**EXERCISE DETAILS:**
When the string "chenBright" is part of a line below, that line should be copied.

Entries taken from a collection:

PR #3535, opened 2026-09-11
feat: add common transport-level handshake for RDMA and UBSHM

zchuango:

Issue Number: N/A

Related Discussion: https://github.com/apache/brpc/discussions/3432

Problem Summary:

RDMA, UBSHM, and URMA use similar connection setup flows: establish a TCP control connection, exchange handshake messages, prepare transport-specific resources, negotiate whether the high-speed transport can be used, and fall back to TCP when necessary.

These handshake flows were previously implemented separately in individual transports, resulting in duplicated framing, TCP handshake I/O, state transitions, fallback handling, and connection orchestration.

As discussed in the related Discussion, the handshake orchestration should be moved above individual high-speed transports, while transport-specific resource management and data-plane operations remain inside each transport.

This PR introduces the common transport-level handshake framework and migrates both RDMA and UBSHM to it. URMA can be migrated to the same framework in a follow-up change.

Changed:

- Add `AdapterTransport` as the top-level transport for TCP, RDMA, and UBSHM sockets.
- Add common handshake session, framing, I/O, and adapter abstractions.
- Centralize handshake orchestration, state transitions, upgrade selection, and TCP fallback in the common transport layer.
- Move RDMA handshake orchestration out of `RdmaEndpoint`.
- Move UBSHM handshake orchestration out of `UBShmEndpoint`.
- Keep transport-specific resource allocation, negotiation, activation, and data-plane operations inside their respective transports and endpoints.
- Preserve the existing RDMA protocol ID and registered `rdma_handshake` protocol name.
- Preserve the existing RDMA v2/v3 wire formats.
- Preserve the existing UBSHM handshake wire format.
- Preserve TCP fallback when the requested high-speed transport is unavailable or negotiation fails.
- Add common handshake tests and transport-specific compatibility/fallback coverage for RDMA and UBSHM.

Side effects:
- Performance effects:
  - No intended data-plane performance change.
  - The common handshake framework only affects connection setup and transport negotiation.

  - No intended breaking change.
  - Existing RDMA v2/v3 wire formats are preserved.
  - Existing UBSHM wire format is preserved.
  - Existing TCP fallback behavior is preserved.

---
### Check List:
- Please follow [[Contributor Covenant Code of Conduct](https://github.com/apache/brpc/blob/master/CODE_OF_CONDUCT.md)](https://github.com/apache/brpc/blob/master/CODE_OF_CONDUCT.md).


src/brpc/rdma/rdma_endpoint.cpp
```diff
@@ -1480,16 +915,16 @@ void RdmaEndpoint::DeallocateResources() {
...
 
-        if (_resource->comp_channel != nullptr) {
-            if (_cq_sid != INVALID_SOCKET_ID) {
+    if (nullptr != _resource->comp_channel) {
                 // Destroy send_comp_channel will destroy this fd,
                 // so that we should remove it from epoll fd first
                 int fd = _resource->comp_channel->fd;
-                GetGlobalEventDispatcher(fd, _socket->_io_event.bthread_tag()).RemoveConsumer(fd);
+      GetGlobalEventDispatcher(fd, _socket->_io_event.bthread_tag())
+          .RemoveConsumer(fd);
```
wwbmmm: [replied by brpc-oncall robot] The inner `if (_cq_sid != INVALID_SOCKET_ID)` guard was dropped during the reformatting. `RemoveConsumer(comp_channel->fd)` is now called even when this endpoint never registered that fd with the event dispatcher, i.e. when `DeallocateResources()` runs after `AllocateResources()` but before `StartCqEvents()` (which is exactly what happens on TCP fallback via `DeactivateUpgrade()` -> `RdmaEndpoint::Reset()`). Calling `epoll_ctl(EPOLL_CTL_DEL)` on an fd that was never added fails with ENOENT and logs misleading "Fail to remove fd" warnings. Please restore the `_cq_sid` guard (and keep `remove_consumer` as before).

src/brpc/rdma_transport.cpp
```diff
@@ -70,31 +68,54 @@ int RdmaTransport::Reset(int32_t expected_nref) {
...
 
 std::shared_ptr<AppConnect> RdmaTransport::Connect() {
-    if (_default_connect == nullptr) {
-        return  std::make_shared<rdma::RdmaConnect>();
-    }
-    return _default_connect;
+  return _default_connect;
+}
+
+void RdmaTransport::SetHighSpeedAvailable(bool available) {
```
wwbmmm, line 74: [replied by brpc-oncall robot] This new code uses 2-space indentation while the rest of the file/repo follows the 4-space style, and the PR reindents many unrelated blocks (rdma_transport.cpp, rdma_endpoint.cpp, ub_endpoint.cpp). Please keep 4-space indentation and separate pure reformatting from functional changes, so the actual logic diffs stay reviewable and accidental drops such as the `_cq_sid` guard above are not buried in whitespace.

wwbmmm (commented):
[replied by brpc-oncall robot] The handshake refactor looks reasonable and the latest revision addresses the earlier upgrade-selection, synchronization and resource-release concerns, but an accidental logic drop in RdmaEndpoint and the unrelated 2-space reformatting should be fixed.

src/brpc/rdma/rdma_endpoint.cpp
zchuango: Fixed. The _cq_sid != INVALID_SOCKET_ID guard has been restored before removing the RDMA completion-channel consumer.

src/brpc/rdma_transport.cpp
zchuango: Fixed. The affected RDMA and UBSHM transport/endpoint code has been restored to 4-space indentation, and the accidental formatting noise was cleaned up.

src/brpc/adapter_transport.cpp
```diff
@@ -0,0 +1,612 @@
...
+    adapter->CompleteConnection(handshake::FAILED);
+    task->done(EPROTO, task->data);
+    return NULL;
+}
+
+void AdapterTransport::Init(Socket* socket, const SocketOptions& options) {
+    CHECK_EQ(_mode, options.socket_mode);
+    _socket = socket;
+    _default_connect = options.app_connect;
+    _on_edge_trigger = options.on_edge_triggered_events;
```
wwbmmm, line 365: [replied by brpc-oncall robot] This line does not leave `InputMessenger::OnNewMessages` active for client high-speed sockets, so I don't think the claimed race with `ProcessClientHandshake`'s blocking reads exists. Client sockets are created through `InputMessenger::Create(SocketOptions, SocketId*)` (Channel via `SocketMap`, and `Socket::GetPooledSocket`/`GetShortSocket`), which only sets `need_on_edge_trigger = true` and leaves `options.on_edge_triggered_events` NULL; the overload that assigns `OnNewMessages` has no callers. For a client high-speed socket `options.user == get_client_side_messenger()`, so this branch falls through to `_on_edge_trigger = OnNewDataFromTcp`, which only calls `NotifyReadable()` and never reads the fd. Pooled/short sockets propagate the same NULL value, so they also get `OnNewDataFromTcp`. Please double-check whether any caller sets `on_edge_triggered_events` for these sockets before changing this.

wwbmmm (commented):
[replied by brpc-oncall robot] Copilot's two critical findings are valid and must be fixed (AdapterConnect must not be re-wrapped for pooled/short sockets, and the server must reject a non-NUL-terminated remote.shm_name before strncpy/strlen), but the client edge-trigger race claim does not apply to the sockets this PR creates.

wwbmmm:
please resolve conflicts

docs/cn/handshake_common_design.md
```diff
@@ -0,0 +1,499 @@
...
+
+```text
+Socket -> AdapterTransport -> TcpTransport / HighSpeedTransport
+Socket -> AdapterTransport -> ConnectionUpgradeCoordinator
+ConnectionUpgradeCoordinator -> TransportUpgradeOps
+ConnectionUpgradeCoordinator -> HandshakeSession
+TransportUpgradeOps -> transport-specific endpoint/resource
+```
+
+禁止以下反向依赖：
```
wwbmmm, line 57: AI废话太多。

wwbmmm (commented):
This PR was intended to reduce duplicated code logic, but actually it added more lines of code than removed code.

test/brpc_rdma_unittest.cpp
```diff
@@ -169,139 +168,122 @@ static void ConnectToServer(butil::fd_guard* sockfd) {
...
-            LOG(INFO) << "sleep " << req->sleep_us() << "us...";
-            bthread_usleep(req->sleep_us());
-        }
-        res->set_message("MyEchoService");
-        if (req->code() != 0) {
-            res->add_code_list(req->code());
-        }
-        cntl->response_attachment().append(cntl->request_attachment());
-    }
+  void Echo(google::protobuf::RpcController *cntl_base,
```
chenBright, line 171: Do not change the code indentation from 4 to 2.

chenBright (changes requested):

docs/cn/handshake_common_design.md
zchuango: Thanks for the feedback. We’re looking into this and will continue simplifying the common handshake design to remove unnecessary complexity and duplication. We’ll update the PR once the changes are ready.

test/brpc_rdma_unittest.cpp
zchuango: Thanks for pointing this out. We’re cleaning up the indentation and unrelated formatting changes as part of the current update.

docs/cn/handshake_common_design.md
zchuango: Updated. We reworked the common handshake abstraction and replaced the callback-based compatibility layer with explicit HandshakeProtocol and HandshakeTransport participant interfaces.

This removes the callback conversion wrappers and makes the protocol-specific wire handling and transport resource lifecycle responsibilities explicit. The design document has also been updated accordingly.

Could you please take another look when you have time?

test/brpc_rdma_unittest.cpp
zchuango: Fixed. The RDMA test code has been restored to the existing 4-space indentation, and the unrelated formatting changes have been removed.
---
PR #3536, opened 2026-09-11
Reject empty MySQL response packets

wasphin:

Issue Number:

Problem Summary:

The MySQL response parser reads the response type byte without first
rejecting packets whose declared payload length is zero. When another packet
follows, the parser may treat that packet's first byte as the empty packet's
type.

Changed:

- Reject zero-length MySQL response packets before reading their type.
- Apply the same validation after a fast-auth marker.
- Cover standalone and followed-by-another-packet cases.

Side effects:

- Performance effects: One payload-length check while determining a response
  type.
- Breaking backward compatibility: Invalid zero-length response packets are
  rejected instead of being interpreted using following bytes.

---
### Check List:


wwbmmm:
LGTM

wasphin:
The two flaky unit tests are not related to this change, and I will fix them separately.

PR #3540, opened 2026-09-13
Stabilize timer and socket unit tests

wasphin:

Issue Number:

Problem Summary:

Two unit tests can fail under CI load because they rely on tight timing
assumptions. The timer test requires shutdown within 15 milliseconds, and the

**ANSWER TO THIS TASK:**
chenBright, line 171: Do not change the code indentation from 4 to 2.
chenBright (changes requested):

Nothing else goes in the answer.